Tag Archives: SRE

DevOps and Service Level Objectives

Anyone ever worked in IT or ICT industry knows about – or at least heard of – SLAs; Service Level Agreements. A service level agreement is a commitment between a service provider and a client. Particular aspects of the service – quality, availability, responsiveness – are agreed between the service provider and the service user. The user could be either external customer or other internal teams of the same organisation. However, more formal SLAs with penalties are common for customers, internal users need to know what level of service they can expect for any service provided by other teams.

Service provider teams must set clear Service Level Objectives (SLO) to be able to commit to SLAs based on them. An SLO is a target value or range of values for a service level that is measured by a Service Level Indicator (SLI). SLI is a carefully defined quantitative measure of some aspect of the level of service that is provided. Some common examples of SLIs are ‘request latency’, ‘error rate’ and ‘system throughput’.

Setting right SLO might be complicated. While choosing a specific SLI or set of SLIs might be easy, deciding which one or what combination of SLIs might be the best option for the SLO is tricky. Remember that we set SLO to be able to commit to a certain level of service and final judgement here is with the user of the service. No matter how we choose SLIs for the SLO, if the user is not getting what is expected, SLO would be useless. So we need to look at SLOs from user’s point of view.

SLAs are tied to business goals so normally DevOps are not responsible to provide them but since SLOs are needed to provide SLAs and SLOs are based on SLIs which falls under Monitoring and Alerting tasks of DevOps, they normally get involved in helping to avoid triggering the consequences of missed SLOs. They can also help to define the SLIs: there obviously needs to be an objective way to measure the SLOs in the agreement, or disagreements will arise.

But what about internal services? DevOps have to make sure they are setting accurate expectations for internal teams regarding services they provide by defining correct SLOs and by helping other service provider teams to do so as well. After all, they considered Monitoring and Alerting experts unless there is some specialist team for Monitoring and Alerting.

There are different resources about how to choose best SLIs for different SLOs, so I will not go through details of setting SLIs for any specific SLO. Just don’t forget to try to define SLO as close as possible to the user’s perspective.

DevOps Culture and SRE Mindset

DevOps definition has been changed from the time it was coined a decade ago. It was defined by the famous clash between Dev teams and Ops teams but these days it seems most Ops teams work in harmony with Dev teams thanks to DevOps culture. It seems that the reason behind naming it DevOps is not that common these days. DevOps, made DevOps name unfit.

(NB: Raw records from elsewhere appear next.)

PR #1881, opened 2020-07-22
Add a cluster selector to header when more than one cluster.

absoludity:
# Description of the change

Adds a cluster selector to the header iff more than one cluster is configured.

### Applicable issues

#1762 

### Additional information
I've also updated previous code I'd landed to use the new `mountWrapper` helper (and updated the helper lib to be able to create a store with some merged attributes).

### DIFF
--- a/dashboard/src/components/Header/ClusterSelector.test.tsx
+++ b/dashboard/src/components/Header/ClusterSelector.test.tsx
@@ -1,4 +1,5 @@
 import * as React from "react";
+import * as ReactRedux from "react-redux";
 
 import { getStore, mountWrapper } from "shared/specs/mountWrapper";
 import ClusterSelector, { IClusterSelectorProps } from "./ClusterSelector";
@@ -39,6 +40,8 @@ it("dispatches fetchNamespaces and calls onChange prop when changed", () => {
     ...defaultProps,
     onChange,
   };
+  const mockDispatch = jest.fn();
+  const spyOnUseDispatch = jest.spyOn(ReactRedux, "useDispatch").mockReturnValue(mockDispatch);
 
   const wrapper = mountWrapper(store, <ClusterSelector {...props} />);
   const select = wrapper.find("Select");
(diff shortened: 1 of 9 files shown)


dashboard/src/components/Header/ClusterSelector.test.tsx
```diff
@@ -0,0 +1,60 @@
...
+
+it("dispatches fetchNamespaces and calls onChange prop when changed", () => {
+  const store = getStore({});
+  const onChange = jest.fn();
+  const props = {
+    ...defaultProps,
+    onChange,
+  };
+  const mockDispatch = jest.fn();
+  const spyOnUseDispatch = jest.spyOn(ReactRedux, "useDispatch").mockReturnValue(mockDispatch);
```
andresmgot, line 44: :+1: `jest.spyOn` was what I was looking for. BTW, you may want to move this to a `beforeEach` method to avoid copying it for every test.

dashboard/src/components/Header/ClusterSelector.test.tsx
```diff
@@ -0,0 +1,60 @@
...
+  const select = wrapper.find("Select");
+  expect(select).toExist();
+
+  const selectOnChange = select.prop("onChange");
+  expect(selectOnChange).toBeDefined();
+  selectOnChange!({ value: "other" } as any);
+
+  // fetchNamespaces returns an async thunk action - hand to test more than dispatch
+  // was called once.
+  expect(mockDispatch).toBeCalledTimes(1);
```
andresmgot, line 56: what I've done is mocking the action:

```
  actions.kube = {
    ...actions.kube,
    getAndWatchResource: jest.fn(),
    closeWatchResource: jest.fn(),
  };
```

dashboard/src/components/Header/Header.test.tsx
```diff
@@ -163,3 +163,39 @@ it("doesn't call getNamespace when selecting all namespaces", () => {
   expect(setNamespace).toHaveBeenCalledWith("_all");
   expect(getNamespace).not.toHaveBeenCalled();
 });
+
+describe("ClusterSelector", () => {
+  it("does not render the cluster switcher when there is only one cluster", () => {
```
andresmgot, line 168: I am not sure if we should hide the selector, it would help promoting the feature. In any case, I am not hiding it in the new UI.

dashboard/src/components/Header/ClusterSelector.test.tsx
absoludity: Yep, if there was ore than one test using it.

dashboard/src/components/Header/Header.test.tsx
absoludity: Yep, once the feature is released, I agree, but right now it'd be confusing to see a cluster selector and not be able to use it? (Fine for the new UI, which is also not released).

andresmgot: yes, I mean once we release :+1:

PR #1882, opened 2020-07-22
AppSecrets section and first row completion

andresmgot:
### Description of the change

The goal of this PR is to include a new component that shows the secrets of the application in a more prominent place, along with some style changes and internal to finish the "first" row of the application view. The goal of this first row is to try to show everything needed to access the repo: readiness, access URL and credentials:

Screenshot from 2020-07-22 12-10-41

### Applicable issues

  - ref #1354

### DIFF
--- a/dashboard/src/shared/specs/mountWrapper.tsx
+++ b/dashboard/src/shared/specs/mountWrapper.tsx
@@ -8,9 +8,9 @@ import thunk from "redux-thunk";
 
 import { IStoreState } from "../../shared/types";
 
-export const mockStore = configureMockStore([thunk]);
+const mockStore = configureMockStore([thunk]);
 
-export const initialState = {
+const initialState = {
   apps: {},
   auth: {},
   catalog: {},
--- a/dashboard/src/shared/specs/mountWrapper.tsx
+++ b/dashboard/src/shared/specs/mountWrapper.tsx
@@ -15,7 +15,7 @@ const initialState = {
   auth: {},
   catalog: {},
   charts: {},
-  config: {},
+  config: { featureFlags: {} },
   kube: {
     items: {},
   },
--- a/dashboard/src/shared/specs/mountWrapper.tsx
+++ b/dashboard/src/shared/specs/mountWrapper.tsx
@@ -7,15 +7,17 @@ import thunk from "redux-thunk";
 
 import { IStoreState } from "../../shared/types";
 
-const mockStore = configureMockStore([thunk]);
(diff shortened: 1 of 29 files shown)


dashboard/src/shared/specs/mountWrapper.tsx
```diff
@@ -7,15 +7,17 @@ import thunk from "redux-thunk";
 
 import { IStoreState } from "../../shared/types";
 
-const mockStore = configureMockStore([thunk]);
+export const mockStore = configureMockStore([thunk]);
 
-const initialState = {
+export const initialState = {
```
absoludity, line 12: I don't think we need these extra exports, if we use `getStore(objectToMergeWithInitialState)` that I landed earlier.  See what you think.

dashboard/src/shared/utils.ts
```diff
@@ -33,3 +36,28 @@ export function trimDescription(desc: string): string {
...
+  resources: { [s: string]: IKubeItem<IResource | IK8sList<IResource, {}>> },
+) {
+  const result: Array<IKubeItem<IResource | ISecret>> = [];
+  refs.forEach(ref => {
+    const kubeItem = resources[ref.getResourceURL()];
+    if (kubeItem) {
+      const itemList = kubeItem.item as IK8sList<IResource | ISecret, {}>;
+      if (itemList && itemList.items) {
+        itemList.items.forEach(i => {
+          result.push({
```
absoludity, line 51: So this won't handle a list of lists I don't think? But maybe that's never going to be a thing (don't know of a situation in k8s of such a list anyway).

absoludity:
> The goal of this first row is to try to show everything needed to access the repo: readiness, access URL and credentials:

Not all the credentials are actually needed, I don't think? For eg., in the example screenshot, it's only the WP secret which is relevant and needed. I wonder if it'd be worth differentiating.

andresmgot:
> > The goal of this first row is to try to show everything needed to access the repo: readiness, access URL and credentials:
> 
> Not all the credentials are actually needed, I don't think? For eg., in the example screenshot, it's only the WP secret which is relevant and needed. I wonder if it'd be worth differentiating.

Yes, they are not. In other cases it will be even less relevant for secrets like encoded certs but we have no way of knowing which of them are "important" to build that list.

dashboard/src/shared/utils.ts
andresmgot: I don't know if a list of lists is allowed by the K8s API, certainly I've never seen one.

PR #1886, opened 2020-07-23
Update namespace actions/reducer to be cluster aware.

absoludity:
### Description of the change

Updates the namespace actions and the reducer to be cluster-aware, updating state per-cluster.

### Benefits

Required for multicluster.

### Possible drawbacks

None

### Applicable issues

Ref: #1762

### DIFF
--- a/dashboard/src/components/AppList/AppList.tsx
+++ b/dashboard/src/components/AppList/AppList.tsx
@@ -59,7 +59,11 @@ class AppList extends React.Component<IAppListProps, IAppListState> {
       namespace,
     } = this.props;
     // refetch if new namespace or error removed due to location change
-    if (prevProps.namespace !== namespace || (!error && prevProps.apps.error)) {
+    if (
+      prevProps.namespace !== namespace ||
+      prevProps.cluster !== cluster ||
+      (!error && prevProps.apps.error)
+    ) {
       fetchAppsWithUpdateInfo(cluster, namespace, listingAll);
       if (this.props.featureFlags.operators) {
         getCustomResources(namespace);
--- a/dashboard/src/actions/auth.ts
+++ b/dashboard/src/actions/auth.ts
@@ -3,7 +3,7 @@ import { ActionType, createAction } from "typesafe-actions";
 
 import { Auth } from "../shared/Auth";
 import { IStoreState } from "../shared/types";
-import { clearNamespaces, NamespaceAction } from "./namespace";
+import { clearClusters, NamespaceAction } from "./namespace";
 
 export const setAuthenticated = createAction("SET_AUTHENTICATED", resolve => {
   return (authenticated: boolean, oidc: boolean, defaultNamespace: string) =>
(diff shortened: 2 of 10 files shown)


dashboard/src/components/AppList/AppList.tsx
```diff
@@ -59,7 +59,11 @@ class AppList extends React.Component<IAppListProps, IAppListState> {
       namespace,
     } = this.props;
     // refetch if new namespace or error removed due to location change
-    if (prevProps.namespace !== namespace || (!error && prevProps.apps.error)) {
+    if (
+      prevProps.namespace !== namespace ||
+      prevProps.cluster !== cluster ||
+      (!error && prevProps.apps.error)
+    ) {
```
andresmgot, line 66: there are a lot of comparisons like this one:

```
dashboard/src/components/OperatorNew/OperatorNew.tsx
63:    if (prevProps.namespace !== this.props.namespace) {

dashboard/src/components/OperatorList/OperatorList.tsx
88:    if (prevProps.namespace !== this.props.namespace) {

dashboard/src/components/OperatorView/OperatorView.tsx
40:    if (prevProps.namespace !== this.props.namespace) {

dashboard/src/components/AppView/AppView.tsx
93:    if (prevProps.namespace !== namespace) {

dashboard/src/components/AppList/AppList.tsx
62:    if (prevProps.namespace !== namespace || (!error && prevProps.apps.error)) {

dashboard/src/components/ServiceInstanceList/ServiceInstanceList.tsx
76:      (prevProps.namespace !== namespace || (error && !prevProps.error))

dashboard/src/components/Config/AppRepoList/AppRepoList.tsx
100:    if (prevProps.namespace !== namespace || (prevProps.errors.fetch && !fetch)) {

dashboard/src/components/OperatorInstance/OperatorInstance.tsx
62:    if (prevProps.namespace !== namespace) {

dashboard/src/components/ServiceInstanceView/ServiceInstanceView.tsx
94:    if (prevProps.namespace !== namespace) {

```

Some suggest a different name like Reliability Engineering to opt-out Dev and Ops clash and replace the cause with new definitions like the “Error Budget”. In Google’s SRE book, error budget is one minus the availability target. A service that’s 99.99% available is 0.01% unavailable. That permitted 0.01% unavailability is the service’s error budget. Error budget can resolve Dev and Ops structural conflict cause they can discuss and reach an agreement about how to spend this budget.

There are other changes too; For many companies, Ops definition has been changed during the last few years. Many operational tasks shifted more toward Cloud infra and as a result, part of Ops team daily work offloaded to Cloud infrastructure and service provides. Practising DevOps methods and Software Reliability Engineering (SRE) principles is becoming the daily job of any Ops team which is moving to cloud. In many cases, team names changed to Infrastructure Team or Cloud Services Team or just simply DevOps Team.

So DevOps Culture and SRE mindset are not just some cool ideas to checkout but real concepts that teams need to work with every single day. But what is DevOps culture? How we define SRE mindset? And what has been changed in DevOps practises in the last few years?

I believe the original ingredients of DevOps didn’t change that much; Culture, Automation, Lean, Measurement and Sharing. While all four other pillars are pretty important, they would be useless without culture.

Culture is common or accepted ideas, customs and social behaviour of a particular society and in this case organisation. It acts like the glue which holds everything together. Without DevOps culture, you might have bits and pieces but there are not going to work together.

So let’s go back to the original question; What is DevOps culture anyway?

I believe the keyword to DevOps culture is collaboration. As soon as different teams in the company and each team member inside a team, start collaborating with others, either for improving automation or lean development or suggesting new measurement methods for monitoring and metrics analysis, or sharing ideas, findings and experiences with others, DevOps culture starts showing its effects. Changing service availability approach from avoiding failures to concepts like “Error Budget” can help companies to accelerate DevOps culture.

Culture is about people and DevOps culture needs people to believe in it to work. From each team member to different levels of organisational management.